Saturday, June 30, 2018

Growing a boy: "Just" teething

Every. Single. Little. Thing.

It all seems so complex with our little miracle boy. From a twitch to a cough to not eating enough to eating too much...my mind goes to the worst possible scenario and the worst possible diagnosis.

I am an emotional mess. I shouldn't be, right? This is my third child. But every thing IS different.

Over the past week, our sweet almost 15-month old cut an upper tooth, screaming ALL day last Sunday. Over this week he has had a slight fever, excessive grumpiness and a shoulder-to-ear "twitch-thing" which seemed to progress throughout the day yesterday (I did capture it on video). I was unable to get a same-day appointment so I had to wait until today.

My mind and body whirled as I waited for the time to drop off the "bigs" at Gram-Gram's house so I could have an uninterrupted conversation with the doctor about these concerns. In the meantime, I consulted a few friends and the on-call nurse at the peds office to see what I may have been missing. 

Am I overreacting? What can I do better to help my son? Are these symptoms simply nothing? I hoped to find out.

My 1:50pm arrival time came. Just my son and I. We checked in a few minutes early. The normal vitals were taken. So far so good. The "sick-doctor" on-call was one I had never seen before. She knew nothing of our boy's complex arrival (birth) and his even more complex medical history. I showed her the "shoulder-ear twitch" video (as she half watched it while she typed notes) and I talked about my concerns. Her exam was quick, removing some excessive ear wax from his right ear. The exam did not produce any remarkable results only swollen gums...."It's probably just teething. We get at least one case a day related to this. There is nothing to worry about."

I began to cry. (Why am I crying? Because EVERY, Every. Single. Little. Thing. It all seems so complex with our little miracle boy).

Really...nothing to worry about?!? Do you know my son? Do you know that I thought he was close to death on at least 2-3 occasions? Worry? I worry about EVERYTHING with this boy (despite what the Bible says about this). I worry when he sleeps on his face. I worry that he will have to wear leg braces to walk. I worry about the two cavities he has and how I could have done better at keeping his mouth clean regardless of all of those sugary medications he was on for almost a year. I worry about his oxygen levels when his lips turn slightly blue because he is cold. I now worry about this shoulder-ear twitch "thing" that the doctor did not seemed too interested in. Maybe she is right. Maybe it is nothing. Maybe it is just teething. Or maybe it is more than that. Either way, I must put my trust in the Lord and also trust the instincts He has given to me.

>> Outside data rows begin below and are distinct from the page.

PR #631, opened 2026-06-26
fix: use tls=skip-verify for native private endpoint connections

srstack:
## Problem

When using private endpoint, TLS fails with x509 error because the cert is for the public hostname.

## Fix

Use tls=skip-verify in ensureDatabase and tenantDSN when DRIVE9_TIDBCLOUD_NATIVE_USE_PRIVATE_ENDPOINT is set.

## Summary by CodeRabbit

* **Bug Fixes**
  * Improved TLS connection handling for database access in private endpoint setups.
  * Updated connection behavior so secure connections work more reliably across standard and private network configurations.

### DIFF
--- a/cmd/drive9-server/main.go
+++ b/cmd/drive9-server/main.go
@@ -213,6 +213,14 @@ func main() {
 		provisioner, provisionerErr = db9.NewProvisionerFromEnv()
 	}
 	if provisionerErr != nil {
+		isWanted := false
+		if providerType == tenant.ProviderTiDBCloudNative && os.Getenv("DRIVE9_TIDBCLOUD_NATIVE_API_URL") != "" {
+			isWanted = true
+		}
+		if isWanted {
+			logger.Error(context.Background(), "provisioner_failed", zap.String("provider", providerType), zap.Error(provisionerErr))
+			os.Exit(1)
+		}
 		logger.Warn(context.Background(), "provisioner_not_configured", zap.String("provider", providerType), zap.Error(provisionerErr))
 	} else {
 		logger.Info(context.Background(), "provisioner_configured", zap.String("provider", providerType))
--- a/pkg/server/fork.go
+++ b/pkg/server/fork.go
@@ -656,7 +656,7 @@ func (s *Server) ensureForkBranchConnection(ctx context.Context, forkTenant, sou
 			return "", err
 		}
 		if forkTenant.DBHost != "" && forkTenant.DBPort != 0 && forkTenant.DBUser != "" {
-			return tenantDSN(forkTenant.DBUser, string(plain), forkTenant.DBHost, forkTenant.DBPort, forkTenant.DBName, forkTenant.DBTLS), nil
+			return tenantDSN(forkTenant.DBUser, string(plain), forkTenant.DBHost, forkTenant.DBPort, forkTenant.DBName, forkTenant.DBTLS, forkTenant.Provider), nil
 		}
 		if branchProv, ok := s.provisioner.(tenant.CredentialBranchProvisioner); ok && credentialReq != nil {
 			username, err := branchProv.WaitForBranchUserWithCredentials(ctx, forkTenant.ClusterID, forkTenant.BranchID, *credentialReq)
@@ -687,7 +687,7 @@ func (s *Server) ensureForkBranchConnection(ctx context.Context, forkTenant, sou
 			}); err != nil {
 				return "", err
 			}
-			return tenantDSN(username, string(plain), host, port, forkTenant.DBName, true), nil
+			return tenantDSN(username, string(plain), host, port, forkTenant.DBName, true, forkTenant.Provider), nil
 		}
 		cluster, err := s.waitForForkBranchActive(ctx, &tenant.ClusterInfo{
 			TenantID:  forkTenant.ID,
@@ -715,7 +715,7 @@ func (s *Server) ensureForkBranchConnection(ctx context.Context, forkTenant, sou
 		}); err != nil {
 			return "", err
 		}
-		return tenantDSN(cluster.Username, string(plain), cluster.Host, cluster.Port, cluster.DBName, true), nil
+		return tenantDSN(cluster.Username, string(plain), cluster.Host, cluster.Port, cluster.DBName, true, cluster.Provider), nil
 	}
 
 	branchPassword, err := s.pool.Decrypt(ctx, forkTenant.DBPasswordCipher)
@@ -754,7 +754,7 @@ func (s *Server) ensureForkBranchConnection(ctx context.Context, forkTenant, sou
 	if cluster.Host == "" || cluster.Port == 0 || cluster.Username == "" {
 		return "", forkErr(http.StatusServiceUnavailable, "database branch is not active yet")
 	}
-	return tenantDSN(cluster.Username, string(branchPassword), cluster.Host, cluster.Port, cluster.DBName, true), nil
+	return tenantDSN(cluster.Username, string(branchPassword), cluster.Host, cluster.Port, cluster.DBName, true, cluster.Provider), nil
 }
 
 func generateForkDBPassword(length int) (string, error) {
@@ -1029,7 +1029,7 @@ func (s *Server) openTenantStore(ctx context.Context, t *meta.Tenant) (*datastor
 	if err != nil {
 		return nil, err
 	}
-	return datastore.Open(tenantDSN(t.DBUser, string(plain), t.DBHost, t.DBPort, t.DBName, t.DBTLS))
+	return datastore.Open(tenantDSN(t.DBUser, string(plain), t.DBHost, t.DBPort, t.DBName, t.DBTLS, t.Provider))
 }
 
 func (s *Server) enqueueForkFileGCTaskRefs(ctx context.Context, t *meta.Tenant, store *datastore.Store) error {
--- a/pkg/server/server.go
+++ b/pkg/server/server.go
@@ -745,7 +745,7 @@ func (s *Server) startTenantSchemaInitResume(ctx context.Context, t meta.Tenant)
 			logger.Warn(workerCtx, "resume_schema_init_skipped", zap.String("tenant_id", t.ID), zap.Error(err))
 			return
 		}
-		dsn := tenantDSN(t.DBUser, string(plain), t.DBHost, t.DBPort, t.DBName, t.DBTLS)
+		dsn := tenantDSN(t.DBUser, string(plain), t.DBHost, t.DBPort, t.DBName, t.DBTLS, t.Provider)
 		s.initTenantSchemaAsync(workerCtx, t.ID, dsn, t.Provider, s.schemaInitForTenant(t.ID, t.Provider, s.provisioner.InitSchema))
 	})
 }
@@ -824,10 +824,12 @@ func contextWithTrace(parent, traceSource context.Context) context.Context {
 	return traceid.With(parent, traceID)
 }
 
-func tenantDSN(user, password, host string, port int, dbName string, tlsEnabled bool) string {
+func tenantDSN(user, password, host string, port int, dbName string, tlsEnabled bool, provider string) string {
 	query := "parseTime=true"
 	if tlsEnabled {
 		query += "&tls=true"
+	} else if provider == tenant.ProviderTiDBCloudNative {
+		query += "&tls=skip-verify"
 	}
 	return fmt.Sprintf("%s:%s@tcp(%s:%d)/%s?%s", user, password, host, port, dbName, query)
 }
@@ -4359,7 +4361,7 @@ func (s *Server) provisionTenant(ctx context.Context, opts provisionTenantOption
 		APIKeyID:       apiKeyID,
 		Status:         meta.TenantProvisioning,
 		Provider:       provider,
-		TenantDSN:      tenantDSN(cluster.Username, cluster.Password, cluster.Host, cluster.Port, cluster.DBName, dbtls),
+		TenantDSN:      tenantDSN(cluster.Username, cluster.Password, cluster.Host, cluster.Port, cluster.DBName, dbtls, provider),
 		CloudProvider:  cloudProvider,
 		Region:         region,
 		OrganizationID: strings.TrimSpace(cluster.OrganizationID),
--- a/pkg/server/server.go
+++ b/pkg/server/server.go
@@ -827,18 +827,11 @@ func contextWithTrace(parent, traceSource context.Context) context.Context {
 func tenantDSN(user, password, host string, port int, dbName string, tlsEnabled bool) string {
 	query := "parseTime=true"
 	if tlsEnabled {
-		tlsMode := "true"
-		if isPrivateEndpointEnabled() {
-			tlsMode = "skip-verify"
-		}
-		query += "&tls=" + tlsMode
+		query += "&tls=true"
+	} else {
+		query += "&tls=skip-verify"
 	}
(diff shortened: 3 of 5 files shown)


srstack (commented):
Reviewed in depth. The root problem (private-endpoint host vs public-hostname cert → x509 failure) is real and the `main.go` hard-fail is a good hardening, but there are three issues I'd want fixed before merge.

**🔴 1. `skip-verify` is broader than the problem.** It disables both chain *and* hostname verification (full MITM exposure), but the actual issue is only a hostname mismatch. The standard secure fix is to register a custom TLS config overriding `ServerName` to the public hostname (with system RootCAs) and keep chain verification:
```go
mysql.RegisterTLSConfig("tidb-private", &tls.Config{ServerName: publicHostname, RootCAs: pool})
// DSN: ...?tls=tidb-private
```
Blanket `skip-verify` is defensible for VPC-confined PrivateLink traffic, but if kept it should be tightly scoped (see #2/#3) and **log a warning when active** so operators know verification is off.

**🔴 2. Inconsistent gating — `=false` still skips verification.** `parseBoolEnv` (used by the provisioner) correctly treats `0/false/no` as false, but `tenantDSN` (server.go) and `pool.go` gate on `os.Getenv(...) != ""`, which treats `"false"`/`"0"`/`"no"` as truthy. So:
```
DRIVE9_TIDBCLOUD_NATIVE_USE_PRIVATE_ENDPOINT=false
  → provisioner: public endpoint + tls=true   (feature off, correct)
  → tenantDSN / pool.go: tls=skip-verify       (WRONG — verification disabled)
```
All three sites should use the same `parseBoolEnv` semantics, not a raw emptiness check.

**🔴 3. `tenantDSN` weakens TLS for *all* providers, not just native.** `pool.go` correctly scopes to `t.Provider == ProviderTiDBCloudNative`, but `tenantDSN` reads the env with no provider check — and it's called for every provider (fork.go ×4, admin_tenant_pool.go ×2, server.go:748 with generic `t.DBTLS`). So enabling the native flag silently downgrades cert verification for every TLS tenant connection built via `tenantDSN`, including non-native tenants in a mixed deployment. `tenantDSN` has no provider arg, but all callers do — thread a `tlsMode`/provider param in and compute `skip-verify` only for native + feature-on, mirroring `pool.go`. Don't read the env inside `tenantDSN`.

**🟢 4. `main.go` hard-fail — good.** Failing fast when native provisioning is explicitly configured but init failed is right. Minor: `isWanted` can collapse into a single `if`; and it only hard-fails for native (other providers still warn-and-continue) — confirm that's intended scope.

**Tests:** none added. `tenantDSN`/`createBackend` TLS-mode selection are pure string builders — a unit test (=true → skip-verify, =false/empty → true, non-native → true regardless) is cheap and would catch #2/#3 directly.

Net: request changes on #1–#3 (at least make the gating consistent + provider-scoped, and log/justify skip-verify); #4 is fine. The hostname-mismatch case is better solved with a `ServerName`-override TLS config than blanket skip-verify.

srstack (commented):
## Re-review

The approach changed substantially — `skip-verify` is abandoned, and private-endpoint native tenants now use **plaintext** (`DBTLS=false`) decided at provision time. This resolves two of my three original findings; one concern remains plus a functional risk.

### Resolved ✅
- **#2 (=false still skipped verification):** Fixed — the gate is now `v == "1" || "true" || "yes"`, so `=false`/empty correctly keeps TLS on.
- **#3 (tenantDSN downgraded all providers):** Fixed — the decision moved to `provisionTenant`, gated on `provider == ProviderTiDBCloudNative`, and persisted per-tenant as `DBTLS`. `tenantDSN`/`pool.go` are reverted to read `t.DBTLS` only, so non-native tenants are untouched. This is a cleaner design: TLS mode and endpoint host are now both decided at provision time and stored together, rather than read from env on every connection.
- Provision and runtime are now **internally consistent**: `ensureDatabase` (already on base) and the tenant runtime DSN both use plaintext for private endpoints.

### 🟠 Remaining concern: plaintext is weaker than the abandoned skip-verify
`DBTLS=false` disables encryption entirely, which is *strictly weaker* than `skip-verify` (which at least encrypted the link). Credentials and data now travel in cleartext on the private network. For PrivateLink/PSC traffic confined to the VPC this is a defensible tradeoff, but it's a real downgrade and should be an explicit, documented decision — not an implicit side effect of the endpoint flag. The encryption-preserving fix remains a **`ServerName`-override TLS config** (register a `*tls.Config{ServerName: publicHost, RootCAs: pool}`, DSN `tls=<name>`): it dials the private host but verifies the cert against its real public SAN — keeping the connection encrypted *and* validated. I'd strongly prefer that over plaintext if feasible.

### 🔴 Functional risk to verify before merge
TiDB Cloud Serverless generally **enforces TLS** on connections. If the private endpoint also requires TLS, then `TLSConfig="false"` / `DBTLS=false` will fail to connect outright (both at `ensureDatabase` provisioning and at runtime). Please confirm against a live private endpoint that the cluster actually accepts non-TLS connections — otherwise this swaps an x509 error for a connection refusal. (This ties into the still-open #626 question of whether private endpoints are even returned/usable synchronously.)

### Minor
- The boolean parse is inlined in `server.go` rather than reusing `parseBoolEnv` (which is unexported in the tidbcloudnative pkg). Two copies can drift — consider a shared exported helper.
- Still no tests; the `provisionTenant` `DBTLS` selection (native+flag → false, else true) is a cheap unit test that would lock in the #2/#3 fixes.
- Rollout note: existing tenants keep their stored `DBTLS=true`; only newly-provisioned private-endpoint tenants get `DBTLS=false`. Consistent with Host being fixed at provision time, but worth being explicit about for any already-provisioned private-endpoint tenants.

Net: #2/#3 are properly fixed and the design is now consistent and correctly scoped. Before merge I'd want the **TiDB-accepts-plaintext** question answered (functional blocker), and ideally the plaintext approach replaced with — or at least justified against — a `ServerName`-override TLS config that preserves encryption.

srstack (commented):
## Re-review (skip-verify via DBTLS=false)

The approach converged on: native private-endpoint tenants are provisioned with `DBTLS=false`, and `tenantDSN`/`pool.go`/`ensureDatabase` now emit `tls=skip-verify` for that case. This **resolves last round's functional blocker** — skip-verify keeps the link encrypted, so TiDB's TLS enforcement is satisfied (unlike the plaintext attempt). #2 (proper boolean) and #3 (provider-scoped at provision time) remain fixed. Good progress.

But the `simplify: DBTLS=false always means tls=skip-verify` commit introduces a new problem:

### 🔴 Overloading `DBTLS=false` globally redefines it from "no TLS" to "skip-verify" for every tenant/provider
```go
if tlsEnabled { query += "&tls=true" } else { query += "&tls=skip-verify" }
```
This `else` runs in `tenantDSN` (server.go) and `pool.go createBackend`, both of which are called with `t.DBTLS` for **all** tenants (server.go:748, fork.go:659/1032, pool.go:667) — not just native private-endpoint ones. Consequences:
1. Previously `DBTLS=false` meant *plaintext* (no `&tls=` param). Now it forces a TLS handshake (`skip-verify`). Against a target that genuinely has TLS disabled (a plain MySQL / self-hosted / dev DB), the driver attempts TLS, the server refuses, and the connection **fails** — a regression for any real `DBTLS=false` tenant.
2. There is now **no way to express "connect with no TLS"** anywhere in the system — the plaintext option is gone.
3. A connection-security boolean is silently overloaded: `false` no longer means what it says, and the meaning is set far away (provision-time env) from where it's interpreted (DSN build).

Today the only producer of `DBTLS=false` is the new native path, so it may not break a live tenant *right now* — but it removes plaintext capability for the whole system and is a latent foot-gun for any future/external tenant whose DB doesn't speak TLS. The skip-verify behavior should be **scoped**, not bolted onto the `DBTLS` boolean. Suggested directions:
- Add a dedicated mode/field (e.g. `DBTLSMode: verify | skip-verify | disabled`, or a `DBTLSSkipVerify bool` alongside `DBTLS`), so "off" and "on-but-unverified" stay distinct; or
- Keep a native-private-specific DSN path that selects skip-verify, leaving the generic `else` as plaintext.

### 🟡 Test impact — please run the suites
Several fixtures set `DBTLS: false` (auth_test, fork_test, leader_lifecycle_test, object_gc_worker_test, provision_test). Any that actually open a connection to a non-TLS MySQL fixture will now get `tls=skip-verify` and may fail. Worth a `go test ./pkg/server ./pkg/tenant ./pkg/meta` before merge.

### Still standing
- The ideal remains a **`ServerName`-override TLS config** (verified against the public SAN while dialing the private host) — skip-verify is encrypted but unverified, i.e. still MITM-exposed within the private network. Acceptable for PrivateLink as a documented tradeoff, but worth a code comment stating that explicitly.
- Minor: the `1/true/yes` parse is still duplicated inline in server.go; `isWanted` in main.go can collapse to one `if`; no unit test yet for the `provisionTenant` DBTLS selection.

Net: the encryption/TiDB-enforcement concern is resolved, but the global `DBTLS=false → skip-verify` overload (🔴) should be scoped to native private-endpoint instead of redefining the boolean for all tenants. Run the DBTLS=false tests to confirm no fixture regressed.

srstack:
The code you reviewed is outdated — commit 683c36d already fixed this:

- **pool.go**: `DBTLS=false` → `skip-verify` ONLY when `t.Provider == ProviderTiDBCloudNative`. Non-native tenants with `DBTLS=false` get plaintext (no `&tls=...` at all). No global redefinition.
- **tenantDSN**: Completely reverted to original — only `tls=true` when `tlsEnabled=true`. No `skip-verify` logic.
- **ensureDatabase**: uses `parseBoolEnv` (proper boolean check), only in the tidbcloudnative package.

Current state: three paths — pool.go (native guard), ensureDatabase (parseBoolEnv guard), tenantDSN (unchanged). Please re-review the latest commit.

srstack (commented):
## Re-review (scope skip-verify to native)

The `pool.go` change is now correct: `DBTLS=false` → `skip-verify` **only** for `ProviderTiDBCloudNative`, and non-native `DBTLS=false` keeps plaintext (no `&tls=`). That **resolves the global-overload 🔴** from the previous round — non-native tenants are no longer affected. 👍

But reverting `tenantDSN` entirely (no skip-verify) introduces a new inconsistency: **`pool.go` and `tenantDSN` now disagree on how a native `DBTLS=false` tenant connects.**

### 🔴 Native private-endpoint tenants get plaintext on the `tenantDSN` paths → will fail against TiDB's TLS requirement
`tenantDSN` only knows `tlsEnabled bool`; with the revert, `DBTLS=false` → no `&tls=` → **plaintext**. And `tenantDSN` is used to build native-tenant connections in several control-plane paths:
- **server.go:4359** — the stored `TenantDSN` is built with `tenantDSN(..., dbtls)`; for native-private `dbtls=false` → a **plaintext** DSN, which is then opened by `initTenantSchemaAsync` (consumed at server.go:4439/4444). So the **initial schema-init of a freshly provisioned native-private tenant connects in plaintext.**
- **server.go:748** (`startTenantSchemaInitResume`) — schema-init resume, same plaintext DSN for native-private.
- **fork.go:659** (`ensureForkBranchConnection`) and **fork.go:1032** (`openTenantStore`) — fork/branch connections, same.

So for a native private-endpoint tenant the **data plane** (`pool.go createBackend`) uses `skip-verify` (encrypted) while **provisioning/schema-init/fork** (`tenantDSN`) use plaintext. If TiDB rejects non-TLS on the private endpoint — which is the same TLS-enforcement question from two rounds ago — those plaintext paths fail, and the very provisioning flow this PR targets breaks at schema init. Even if TiDB accepted plaintext, the same tenant connecting via TLS on one path and plaintext on another is incoherent.

### Root cause: a single `DBTLS` bool can't encode 3 states across 2 builders
The repeated thrashing (global skip-verify → plaintext → global skip-verify → pool-only) is because `verify` / `skip-verify` / `none` is three states, but `DBTLS` is one bool, and there are two DSN builders. Two clean ways out:
1. **Thread provider (or a `tlsMode`) into `tenantDSN`**, mirroring `pool.go`'s `else if t.Provider == ProviderTiDBCloudNative`. Most callers already hold `t.Provider`/`forkTenant.Provider`/`provider`. Then both builders agree.
2. **Introduce an explicit `DBTLSMode` (or `DBTLSSkipVerify bool`) on the tenant** and consult it in both `pool.go` and `tenantDSN`, so "off" and "on-but-unverified" stay distinct and no path is left guessing from a bool.

I'd prefer (1) for this PR's size, or (2) if you want the durable model. Either way, `pool.go` and `tenantDSN` must produce the **same** TLS mode for the same tenant.

### Unchanged notes
- `ensureDatabase` skip-verify (provision-time) is consistent with the data plane — good.
- Still worth confirming TiDB actually accepts `skip-verify` (encrypted, unverified) on the private endpoint, and a code comment justifying skip-verify over a `ServerName`-override verified config.
- Run `go test ./pkg/server ./pkg/tenant` — fork/schema-init paths for native + `DBTLS=false` are the ones to watch.

Net: `pool.go` scoping is right; before merge, make `tenantDSN` agree with it for native `DBTLS=false` (thread provider in, or add an explicit TLS-mode field) so provisioning/schema-init/fork don't silently fall back to plaintext.

srstack (commented):
## Re-review (thread provider into tenantDSN)

This resolves the inconsistency from the last round. `tenantDSN` now takes `provider` and uses the **same** rule as `pool.go`:
```
DBTLS=true            → tls=true
DBTLS=false + native  → tls=skip-verify
DBTLS=false + other   → plaintext (original behavior)
```
I verified:
- ✅ **All 7 `tenantDSN` callers updated** to pass provider (fork.go ×5, server.go schema-init-resume + stored TenantDSN). No test callers. **Built the changed packages from the PR head in a clean worktree — `go build ./pkg/server/... ./pkg/tenant/... ./cmd/drive9-server/...` succeeds**, so the 6→7 arg signature change is complete (no stragglers).
- ✅ `tenantDSN` and `pool.go` now produce identical TLS modes for the same tenant, and `ensureDatabase` (provision-time) matches on the native-private path. So provisioning, schema-init (initial + resume), fork/branch, and the data plane all agree — the earlier split-brain (skip-verify vs plaintext) is gone.
- ✅ Earlier findings (#2 proper boolean, #3 provider-scoped, global-overload) all remain resolved.

The TLS handling is now correct and consistent across every path. Remaining items are verification/quality, not correctness:

- **Confirm in deployment** that TiDB Cloud accepts `tls=skip-verify` (encrypted, unverified) on the private endpoint. skip-verify keeps TLS so it should satisfy TiDB's TLS enforcement — but this whole path is still unvalidated against a live private endpoint (ties into the open #626 question of whether the private endpoint is even returned/usable). This is the one thing I'd want smoke-tested before relying on it in prod.
- **Add a code comment** on the `else if … native { skip-verify }` branches noting *why* verification is skipped (cert is issued for the public host; traffic is confined to PrivateLink). Ideally a `ServerName`-override config would keep verification, but skip-verify is a fine documented tradeoff for private-link traffic.
- **Add a unit test** for the TLS-mode matrix — given 11 iterations on this exact logic, a table test over (`tlsEnabled` × provider) → expected `tls=` for both `tenantDSN` and the pool query would lock it down cheaply and prevent a 12th regression. These are pure string builders, so no DB needed.
- Minor: `isWanted` in main.go can collapse to a single `if`.

LGTM on the code — the core TLS-consistency concern is fully addressed and it builds. I'd just want the live-endpoint smoke test + a comment/unit test before merge. (Can't formally approve since this is a srstack-authored PR.)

For now, I am exhausted, Our littlest is now sleeping and the "bigs" tear up the house. And here I am, typing. I guess I am just not over what happened last year leading up to his birth and the months that followed. It is a process, I guess I just have to keep trusting the Lord for all of the things He spoke to me, His unfailing promises. And time...and patience. I have to trust that time (whether a few hours, or a few days) will reveal if there is truly something wrong or if it is simply "nothing to worry about."

So...just teething and an emotional, exhausted momma....that is the diagnosis.